Как отреагировал бы на это заявление доктор Киппенберг шестьдесят седьмого года двумя неделями раньше, сказать трудно. А с Иоахимом К. тех первых лет Кортнер не рискнул бы так себя вести. Но в тот момент я не был ни тем, ни другим и поэтому стал жертвой провокации. Как личность, я вернулся к самым первым ступеням своего развития, так сказать, в подростковый возраст и в эти секунды, когда все замерев ждали от меня каких-то действий, я боролся с поднявшимся во мне яростным желанием использовать свое физическое превосходство и дать Кортнеру по роже, да так, чтобы он никогда больше не осмелился раскрыть свою скверную пасть. Такой возврат к прошлому, когда я, будучи учеником на фабрике, несколько раз вступал в жесточайшие драки, редукция моего интеллекта к кулачному праву была лишь доказательством моего бессилия перед Кортнером и выражением полного человеческого банкротства. В тот решающий момент я не понимал этого. А когда понял, было поздно.

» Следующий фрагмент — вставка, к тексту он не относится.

PR #36211, opened 2019-06-14
Add typings for connect-trim-body npm module

levibostian:
Please fill in this template.

If adding a new definition:

---

Note: The npm module these typings are created for only uses patch as version releases. Therefore, I had to disable the dt-header rule for tslint as it was not liking that I included the patch version in my header of the index.d.ts file.

### DIFF
--- a/types/connect-trim-body/tslint.json
+++ b/types/connect-trim-body/tslint.json
@@ -1,6 +1,3 @@
 {
-    "extends": "dtslint/dt.json",
-    "rules": {
-        "dt-header": false
-    }
+    "extends": "dtslint/dt.json"
 }
--- a/types/connect-trim-body/tslint.json
+++ b/types/connect-trim-body/tslint.json
@@ -1,0 +1,6 @@
+{
+    "extends": "dtslint/dt.json",
+    "rules": {
+        "dt-header": false
+    }
+}
--- a/types/connect-trim-body/connect-trim-body-tests.ts
+++ b/types/connect-trim-body/connect-trim-body-tests.ts
@@ -1,0 +1,6 @@
+import connectTrimBody from 'connect-trim-body';
+import express from 'express';
+
+const app = express();
+
+app.use(connectTrimBody());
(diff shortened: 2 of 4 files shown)


types/connect-trim-body/tslint.json
```diff
@@ -0,0 +1,6 @@
+{
+    "extends": "dtslint/dt.json",
+    "rules": {
+        "dt-header": false
```
uniqueiniquity: Please remove the patch version in your header and re-enable this rule. Thanks!

uniqueiniquity (changes requested):

types/connect-trim-body/tslint.json
uniqueiniquity: Follow-up: I saw your comment in the original post. Unfortunately, a new patch version of this package needs to be released every time a change is made, so you cannot specify the patch version in the header.

levibostian: When you say, "the patch version in the header", are you referring to this code? 

```
// Type definitions for connect-trim-body 0.0.3
```

The `0.0.3` part? That version is referring to the [version of the npm package](https://github.com/samora/connect-trim-body/blob/master/package.json#L3), not these typings? 

Are you saying that we cannot merge this PR because the npm package `connect-trim-body` decided to use only patch versions for releases instead of a major/minor version? The project has not been updated in years. I doubt that I could get the author to release a new version. 

What do you recommend we do here?

levibostian:
I have replied to your questions, @uniqueiniquity. Thank you.

types/connect-trim-body/tslint.json
uniqueiniquity: I'd suggest just leaving it as `// Type definitions for connect-trim-body 0.0`.
This package will then be initially published as `@types/connect-trim-body@0.0.0` and will bump the patch version with each change.

levibostian: Got it. Done.

uniqueiniquity (approved):

PR #36216, opened 2019-06-15
Add types for places.js (Algolia Places)

samjetski:
Please fill in this template.

If adding a new definition:

---

My first TS type definition, any feedback welcome.

### DIFF
--- a/types/places.js/index.d.ts
+++ b/types/places.js/index.d.ts
@@ -14,7 +14,14 @@ export = places;
 declare function places(options: places.PlacesStaticOptions): places.PlacesAutocomplete;
 
 declare namespace places {
-    type PlaceType = "country" | "city" | "address" | "busStop" | "trainStation" | "townhall" | "airport";
+    type PlaceType
+        = "country"
+        | "city"
+        | "address"
+        | "busStop"
+        | "trainStation"
+        | "townhall"
+        | "airport";
 
     interface PlaceLatLng {
         lat: number;
--- a/types/places.js/index.d.ts
+++ b/types/places.js/index.d.ts
@@ -14,16 +14,7 @@ export = places;
 declare function places(options: places.PlacesStaticOptions): places.PlacesAutocomplete;
 
 declare namespace places {
-    // tslint:disable-next-line:no-const-enum
-    const enum PlaceType {
-        Country = "country",
-        City = "city",
-        Address = "address",
-        BusStop = "busStop",
-        TrainStation = "trainStation",
-        Townhall = "townhall",
-        Airport = "airport"
-    }
+    type PlaceType = "country" | "city" | "address" | "busStop" | "trainStation" | "townhall" | "airport";
 
     interface PlaceLatLng {
         lat: number;
--- a/types/places.js/index.d.ts
+++ b/types/places.js/index.d.ts
@@ -14,7 +14,8 @@ export = places;
 declare function places(options: places.PlacesStaticOptions): places.PlacesAutocomplete;
 
 declare namespace places {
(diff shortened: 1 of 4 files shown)


types/places.js/index.d.ts
```diff
@@ -0,0 +1,340 @@
...
+import { EventEmitter } from 'events';
+
+export as namespace places;
+
+export = places;
+
+declare function places(options: places.PlacesStaticOptions): places.PlacesAutocomplete;
+
+declare namespace places {
+    enum PlaceType {
```
rbuckton:
```suggestion
    const enum PlaceType {
```

`places` doesn't actually have an exported *value* named `PlaceType`, so callers would be broken if they wrote `PlaceType.City` since `PlaceType` is `undefined`.

types/places.js/index.d.ts
```diff
@@ -0,0 +1,340 @@
...
+         */
+        useDeviceLocation?: boolean;
+
+        /**
+         * Allows you to override computed query parameters sent to the {@link https://community.algolia.com/places/rest.html | Algolia Places REST API}.
+         */
+        computeQueryParams?: algoliasearch.QueryParameters;
+    }
+
+    class PlacesAutocomplete extends EventEmitter {
```
rbuckton:
```suggestion
    interface PlacesAutocomplete extends EventEmitter {
```

`places` doesn't export the class, so there's no actual *value* name `PlacesAutocomplete`

rbuckton (changes requested):

types/places.js/index.d.ts
samjetski: Ah cheers, that makes a lot of sense! The default dtslint rules appear to disallow `const enum`. I'll put an exception, but is that supposed to be so?

samjetski:
@rbuckton Thanks for the feedback, let me know if any other changes are needed.

types/places.js/index.d.ts
```diff
@@ -14,7 +14,8 @@ export = places;
 declare function places(options: places.PlacesStaticOptions): places.PlacesAutocomplete;
 
 declare namespace places {
-    enum PlaceType {
+    // tslint:disable-next-line:no-const-enum
+    const enum PlaceType {
```
sheetalkamat: This shouldnt be enum.. This should be union of type literals instead

sheetalkamat (changes requested):

types/places.js/index.d.ts
samjetski: Thanks @sheetalkamat, should be fixed now.

sheetalkamat (changes requested):

types/places.js/places.js-tests.ts
```diff
@@ -0,0 +1,110 @@
+import * as places from 'places.js';
+// tslint:disable-next-line:no-duplicate-imports
```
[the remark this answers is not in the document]
samjetski: Got it!

samjetski:
Hi @sheetalkamat your requested changes have been made, is this PR ready to progress?

aub:
It would be great to get this in!

It seems worth noting that there are already definitions under [types/places](https://github.com/DefinitelyTyped/DefinitelyTyped/tree/master/types/places) that seem clearly intended to support this same library. They're much less complete and also can't be used because the name of the package doesn't match the name of the library (places.js vs places) so it seems like they should be removed.

Haroenv:
cc @JonathanMontane

orta:
OK great, looks like these are shipping with the library now. Closing.

PR #36230, opened 2019-06-16

regevbr:
Please fill in this template.

To continue #35977

@jgonggrijp I just noticed that I didn't take care of the typings for the chain and wrapped object use cases.
I fixed the code, but my tests failed, then I realized that the Generic type of Underscore<T> and Chain<T> when using a dictionary, is the union of the value types of the dictionary - which can be completely wrong for some methods, since, for example - pick is operating on the type of the object and not its value types.

I'll give an example in order to clarify the issue:

When using the current static wrapped "constructor"
```typescript
        <T>(value: _.Dictionary<T>): Underscore<T>;
```
You have no way to describe Pick on it, as you are loosing the type of the object itself which is essential here...

I added non breaking changes to support the use case, but in time more methods will need to be revised as there are a lot of wrongly types methods in the chain process, at they can probably be better handled now with the new typing.

I did however had to change the typescript version to 2.8 which caused a chain reaction of changing the typescript version for 18 more dependent libraries. I'm not sure what I did is correct, but I increased the major version and updated the typescript version in all related libraries.

as to the following complicated line:

```typescript
        <T extends TypeOfDictionary<V>, V extends _.Dictionary<any> = _.Dictionary<T>>(value: V): Underscore<T, V>;
```

This was the only way I could get Typescript to properly infer T. If using the obvious typing

```typescript
        <T, V extends _.Dictionary<T> = _.Dictionary<T>>(value: V): Underscore<T, V>;
```

The last test fails as it infers T as `{}`

### DIFF
--- a/types/backbone-associations/index.d.ts
+++ b/types/backbone-associations/index.d.ts
@@ -1,8 +1,8 @@
-// Type definitions for Backbone-associations 0.6.4
+// Type definitions for Backbone-associations 0.7.0
 // Project: http://dhruvaray.github.io/backbone-associations
 // Definitions by: Craig Brett <https://github.com/craigbrett17>
 // Definitions: https://github.com/DefinitelyTyped/DefinitelyTyped
-// TypeScript Version: 2.3
+// TypeScript Version: 2.8
 
 import * as Backbone from 'backbone';
 
--- a/types/backbone-associations/index.d.ts
+++ b/types/backbone-associations/index.d.ts
@@ -1,4 +1,4 @@
-// Type definitions for Backbone-associations 0.7.0
+// Type definitions for Backbone-associations 0.6
 // Project: http://dhruvaray.github.io/backbone-associations
 // Definitions by: Craig Brett <https://github.com/craigbrett17>
 // Definitions: https://github.com/DefinitelyTyped/DefinitelyTyped
--- a/types/underscore/index.d.ts
+++ b/types/underscore/index.d.ts
@@ -4115,7 +4115,7 @@ declare module _ {
         chain<T extends {}>(obj: T): _Chain<T>;
     }
 
-    interface Underscore<T, V> {
+    interface Underscore<T, V = T> {
 
         /* *************
         * Collections *
--- a/types/underscore/index.d.ts
+++ b/types/underscore/index.d.ts
@@ -1,4 +1,4 @@
-// Type definitions for Underscore 2.0
+// Type definitions for Underscore 1.9
 // Project: http://underscorejs.org/
 // Definitions by: Boris Yankov <https://github.com/borisyankov>,
 //                 Josh Baldwin <https://github.com/jbaldwin>,
--- a/types/underscore/index.d.ts
+++ b/types/underscore/index.d.ts
@@ -1,4 +1,4 @@
-// Type definitions for Underscore 1.8
+// Type definitions for Underscore 2.0
 // Project: http://underscorejs.org/
 // Definitions by: Boris Yankov <https://github.com/borisyankov>,
 //                 Josh Baldwin <https://github.com/jbaldwin>,
@@ -8,7 +8,7 @@
 //                 Florian Keller <https://github.com/ffflorian>
 //                 Regev Brody <https://github.com/regevbr>
 // Definitions: https://github.com/DefinitelyTyped/DefinitelyTyped
-// TypeScript Version: 2.3
+// TypeScript Version: 2.8
 
 declare var _: _.UnderscoreStatic;
 export = _;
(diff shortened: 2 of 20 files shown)


jgonggrijp (changes requested):
You bumped lots of package versions because of the TypeScript version bump. While I agree that's technically a breaking change, the DefinitelyTyped readme seems to indicate it is not a valid reason to bump the version. In fact, the version comment of an `index.d.ts` should always only include `major.minor` (so no `.patch`) and the `major.minor` should reflect the actual version of the corresponding library that it provides typings for:

https://github.com/DefinitelyTyped/DefinitelyTyped#i-want-to-use-features-from-typescript-21-or-above

https://github.com/DefinitelyTyped/DefinitelyTyped#how-do-definitely-typed-package-versions-relate-to-versions-of-the-corresponding-library (see especially the red exclamation mark at the bottom of this section)

I have added change suggestions in all places where you did a version bump, showing what I believe should be the actual version. Please hold off following up on them until @sandersn has replied to my question below, because I'm only 95% sure. Also, keep in mind that if you accept my change suggestions through the GitHub web interface, each one will show up as an individual commit with both of us as authors and a rather undescriptive commit message. I'm fine with it if you follow up on them with a single commit that has only you as the author.

@sandersn Could you please check that what I'm writing about package versions above is correct?

Other than that, there is one breaking change that I commented on, but I trust the rest of your changes.

types/underscore/index.d.ts
```diff
@@ -104,16 +104,18 @@ declare module _ {
...
         * as the first parameter can be invoked through this function.
         * @param key First argument to Underscore object functions.
         **/
-        <T>(value: _.Dictionary<T>): Underscore<T>;
-        <T>(value: _.List<T>): Underscore<T>;
-        <T>(value: Array<T>): Underscore<T>;
-        <T>(value: T): Underscore<T>;
+        <T>(value: _.List<T>): Underscore<T, _.List<T>>;
+        <T>(value: Array<T>): Underscore<T, Array<T>>;
+        <T extends TypeOfDictionary<V>, V extends _.Dictionary<any> = _.Dictionary<T>>(value: V): Underscore<T, V>;
```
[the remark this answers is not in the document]
regevbr: haha yes I was surprised as well :-)

types/underscore/index.d.ts
```diff
@@ -5068,7 +5063,7 @@ declare module _ {
         value<TResult>(): TResult;
     }
 
-    interface _Chain<T> {
+    interface _Chain<T, V = T> {
```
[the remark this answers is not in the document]
regevbr: sure sounds good

types/underscore/index.d.ts
```diff
@@ -4115,12 +4110,12 @@ declare module _ {
...
         **/
-        chain<T>(obj: T[]): _Chain<T>;
-        chain<T>(obj: _.Dictionary<T>): _Chain<T>;
+        chain<T>(obj: T[]): _Chain<T, T[]>;
+        chain<T extends TypeOfDictionary<V>, V extends _.Dictionary<any> = _.Dictionary<T>>(obj: V): _Chain<T, V>;
         chain<T extends {}>(obj: T): _Chain<T>;
     }
 
-    interface Underscore<T> {
+    interface Underscore<T, V> {
```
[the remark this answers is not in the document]
regevbr: I agree, will update the code accordingly

regevbr:
@jgonggrijp thanks for reviewing.

I added a fix for the breaking change.

Indeed it seems that I should revert the versions changes, but let's indeed wait for @sandersn to give his answer on the matter.

sandersn:
@jgonggrijp You are correct. People who are using old versions of typescript should be using `@types/underscore@ts2.6` to acquire types, in which case they will not even see this new version.

regevbr:
@sandersn thanks for you answer!
@jgonggrijp I have made the relevant changes to comply with the semver of this project. Please review the changes.

jgonggrijp (approved):
Looks good to me!

jgonggrijp:
@sandersn thanks for helping out.

types/backbone-associations/index.d.ts
```diff
@@ -1,8 +1,8 @@
-// Type definitions for Backbone-associations 0.6.4
+// Type definitions for Backbone-associations 0.6
 // Project: http://dhruvaray.github.io/backbone-associations
 // Definitions by: Craig Brett <https://github.com/craigbrett17>
 // Definitions: https://github.com/DefinitelyTyped/DefinitelyTyped
-// TypeScript Version: 2.3
+// TypeScript Version: 2.8
```
DanielRosenwasser: Why did this need to change? This package wasn't otherwise changed.

DanielRosenwasser (changes requested):

types/backbone-associations/index.d.ts
regevbr: Hi @DanielRosenwasser 

The `backbone-associations` library depends on `backbone` which in turn depends on `underscore` which we just modified and it now requires TypeScript 2.8 to operate.

That change forces TypeScript version change to `backbone-associations` (and many other libraries as you can see in the changed files)

If you look at @jgonggrijp comment below, you will see that this change won't affect current users as they can choose to import a version that supports the TypeScript version they actually use.
 
> @jgonggrijp You are correct. People who are using old versions of typescript should be using `@types/underscore@ts2.6` (to use TS 2.6 as an example) to acquire types, in which case they will not even see this new version.

If you believe that this is not an issue, please mark the requested changes as resolved, otherwise please let us know.

Thanks!

jgonggrijp: @regevbr I agree with you, but that quote belongs to `@sandersn` (back-quoting in order to not needlessly attract his attention).

@DanielRosenwasser you can find the quote in question over here: https://github.com/DefinitelyTyped/DefinitelyTyped/pull/36230#issuecomment-502837876 which in turn was a reply to my question over here: https://github.com/DefinitelyTyped/DefinitelyTyped/pull/36230#pullrequestreview-250386425. Please observe that my question mentions *package versions*, which indeed should not be bumped in the packages that didn't change. The *TypeScript versions* did need to change because of the "viral" cascade that @regevbr described.

regevbr: @jgonggrijp my bad for the quote attribution :-)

Ибо секунды переросли в минуту, и Ланквиц сказал Боскову:
— Вот видите, коллега, вашего мнения никто не разделяет.
Босков резко повернулся и вышел из лаборатории.
И я видел, как сразу изменились у всех лица: у Ланквица оно выражало явное облегчение. У Кортнера… нет, триумфа на его лице не было. Он дружески и немного заискивающе мне улыбался, ну, конечно, ведь мы теперь два сапога пара. Я посмотрел на Шарлотту, никогда ее лицо не было так выразительно. Я часто не понимал своей жены, потому что никогда не замечал у нее открытого проявления чувства, направленного на кого-то другого, а не на меня. Теперь впервые я понял Шарлотту по-настоящему. Ибо увидел, как в продолжение этой сцены на лица ее отразилась вся гамма переживаний. Сначала было ожидание, потом, после слов Ланквица, возмущение и вместе с тем призыв ко мне, удивление, сменившееся растерянностью, затем снова эта серьезность, какую легко можно было принять за покорность судьбе, а под конец одно презрение, во всяком случае, так мне показалось. И то, как фрау Дитрих покачала головой, покидая лабораторию, могло только означать, что она ничего, кроме презрения, ко мне не испытывала.
Я почувствовал легкое головокружение, подкатила сильная дурнота, ну что ж, это естественно, без сомнения, тошнило меня от самого себя.
Я вышел из лаборатории. В секретариате фрейлейн Зелигер протянула мне телефонную трубку. «Это вас», — пришлось ей повторить свои слова несколько раз, прежде чем до меня дошло, что она обращается ко мне.
Я вспомнил голос и понял, что говорю с Евой. Она сказала:
— Завтра я переезжаю к фрау Дитрих.
В памяти вдруг всплыло то утро в понедельник, подумать только, всего неделя прошла с тех пор, как у меня возникло ощущение, что Ева тут, рядом в комнате. Да, это она не позволила мне снова запереть в сейф работу Харры. У Ланквица в решающую минуту Ева ничем не могла мне помочь, она была невидима в тени Шарлотты. Ибо Шарлотта излучала необыкновенно яркий свет, и все эти последние безумные двадцать четыре часа он приковывал меня к себе так, как никогда раньше за все семь лет нашей супружеской жизни, но путей к Шарлотте я все-таки не нашел. В итоге осталось лишь ее презрение, а яркий свет непременно угаснет, и наступят долгие сумерки, что окутывают жизнь стольких супружеских пар. И именно поэтому случилось так, что Ева еще раз стала отчетливо видимой.